• Fine and sterling silver necklace with prehnite. Wheatsheaf and butterfly lightly patinated

    I'm always thinking about gifts for my allotment / gardening chums, and made this wheatsheaf mould from an antique brooch. I then moulded a fine silver butterfly and soldered that, along with the chain fixings to the corn.
    I've only made 3 of these.

    In this instance I decided to make a centrally placed necklace, in a suble patination and applied a butterfly. Both the butterfly and the wheatsheaf / corn are made using ArtClay Silver*, fired on my tiny kiln in my studio at home. This focal element weighs a fraction under 4grams, making it a very comfortable wear.
    The patination is created using Liver of Sulphur, which I neutralise to prevent further oxidisation and then seal using Renaissance Wax.

    Because I wanted the piece to hang centrally, I made each piece of chain the same length.

    The total necklace length is 18 inches; however if you would prefer a different length, please message me and I can adjust this.

    The bolt ring clasp and ring are fixed with additional accent prehnites. All the metal used within the chain and attaching is 925 sterling silver and the prehnites are gorgeously handfaceted 3mm rounds with a little rutilation.

    This exact necklace in stock - available for instant dispatch!


    I only use natural light and take all pictures in my kitchen, so I have used a variety of backgrounds to help display the colouration and avoid your disappointment

    * This fine silver is ArtClaySilver, which starts life as silver dust, reclaimed from the refinement process, in Japan, and then with the addition of a natural binding agent, becomes a clay. I can then mould and form it as one would a traditional clay, firing it on a gas hob, or kiln. At this point the binder burn away, the clay shrinks approximately 10% and becomes 99.9% silver. I have (rather rubbish!) videos of this process on my facebook page and Youtube channel.

    This isn't hallmarked, as it is below the required weight. 

    Fine silver butterfly and corn necklace

    • Sterling Silver will eventually oxidise or tarnish. It's a natural process that can be slowed down by regular wear and by keeping unworn items away from the atmosphere. If you leave your jewellery out on display, this oxidisation will be faster.  You can polish up your items, with a soft cloth, some silver polish, or a buffing cloth such as Town Talk, which is readily available from any high street jewellers in the UK

      Fine silver is 99.9% silver, and because of this the tarnish rate is much, much slower. Again, a buff should do the job for polishing it back up.

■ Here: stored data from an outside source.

PR #368, opened 2024-08-15
[feat] Rotate4D

hharryz:
Finish Rotate4D Operation in DIP dialect.

1. [feat] slightly accelerate rotate2d (rearrange memory layout)
2. [bugfix] fix the bug of rotate2d (create right way of padding)
3. [feat] finish rotate4d and do acceleration, now supporting nhwc & nchw format
4. [feat] add rotate4d example

run commands (in buddy-mlir dir)
$ cd build
$ cmake -G Ninja .. -DBUDDY_EXAMPLES=ON -DBUDDY_ENABLE_OPENCV=ON -DBUDDY_MLIR_ENABLE_DIP_LIB=ON
$ ninja rotation4D
$ cd bin
$ ./rotation4D ../../examples/images/YuTu.png result-dip-rotate.png


examples/DIPDialect/rotation4D.cpp
```diff
@@ -0,0 +1,104 @@
...
+  }
+
+  return 1;
+}
+
+int main(int argc, char *argv[]) {
+  testImplementation(argc, argv);
+
+  return 0;
+}
```
zhanghb97, line 104: Please add an empty line here.

zhanghb97 (commented):
Giving quick feedback. Please add unit test for your operation and vectorization pass.

hharryz:
The following function will cause linker failure if the DIP related header files are included multiple times.
an `inline` notation has to be added to avoid redefinition!
`inline void FillPalette(PaletteBlock *palette, int bpp, bool negative = false); `

PR #369, opened 2024-08-16
[Examples] Adapt Audio Container for dap examples.

taiqzheng:
1.  Adapt new audio container for the following examples.
- [x] buddy-whisper-preprocess
- [x] buddy-fir
- [x] buddy-biquad
- [x] buddy-iir-scalar
- [x] buddy-iir-vectorization
2.  Merge 'BuddyLibDAPVectorization' library into 'BuddyLibDAP' library.
> We have different pass for scalar op, vectorized op and extend op. Now, all in one library. 

3.  Update the new Audio Contaienr to support the conversion from a MemRef object to an Audio object.
> A move constructor has been designed. 

4.  Handle corner case for Audio encoder. 
> NaN/-NaN will be reset to 1. (same with KFR library)


zhanghb97 (approved):
Thanks!

PR #371, opened 2024-08-19
[feature] new img container support BMP 24-16 bit

Hanyonggong:
New img container support BMP 24-16 bit
* suport BMP 24 bit
* suport BMP 16 bit (two format：RGB565 and RGB 555)

All have passed the Lenet model test


LiuYang328:
I test 32, 24, 16 bit  BMP in MobileNet example, it can compiled but the result of the calculation is wrong.
If i use opencv version container,  the input is "dog.png", the result is "Samoyed", this is right, but the new container results "drake"
image

Hanyonggong:
@LiuYang328 This may be not a problem with the new container, maybe it's because no resizing after using new container

LiuYang328:
> @LiuYang328 This may be not a problem with the new container, maybe it's because no resizing after using new container

The input is already resized, the bmp file both 224*224

Hanyonggong:
> > @LiuYang328 This may be not a problem with the new container, maybe it's because no resizing after using new container
> 
> The input is already resized, the bmp file both 224*224

You can compare the differences between them, such as shape, it can work normally on my end

LiuYang328 (approved):

zhanghb97 (approved):

PR #374, opened 2024-08-20
[Vectorization/pooling] add Pooling Nhwc Max Vectorization pass and relevant case

FloatingcloudKnight:
add Pooling Nhwc Max Vectorization pass and relevant case


examples/MLIRLinalg/linalg-pooling-nhwc-max.mlir
```diff
@@ -0,0 +1,50 @@
+// RUN: buddy-opt %s \
+// RUN:     -convert-linalg-to-loops -lower-affine -convert-scf-to-cf \
```
zhanghb97, line 2: Please align this part of the code.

If I have patinated your silver already, be gentle when buffing!

      Each piece should stand up to regular wear, but , as with all jewellery, please remove it before washing, using chemicals or applying perfume etc

      Apply body lotion and perfume a few minutes before putting on your jewellery to help slow down tarnish

      The sterling silver used in these items was sold to me by my bullion dealer ass certified recycled.

      he gemstones I use have been sold to me by reputable dealers as untreated (unless stated specifically in the listing). They are a natural, organic creation from the earth and each one will be slightly different. You can see examples of this on my Facebook page.
      I select the stones that I think go together best for each project, hence my comments that each item is individual.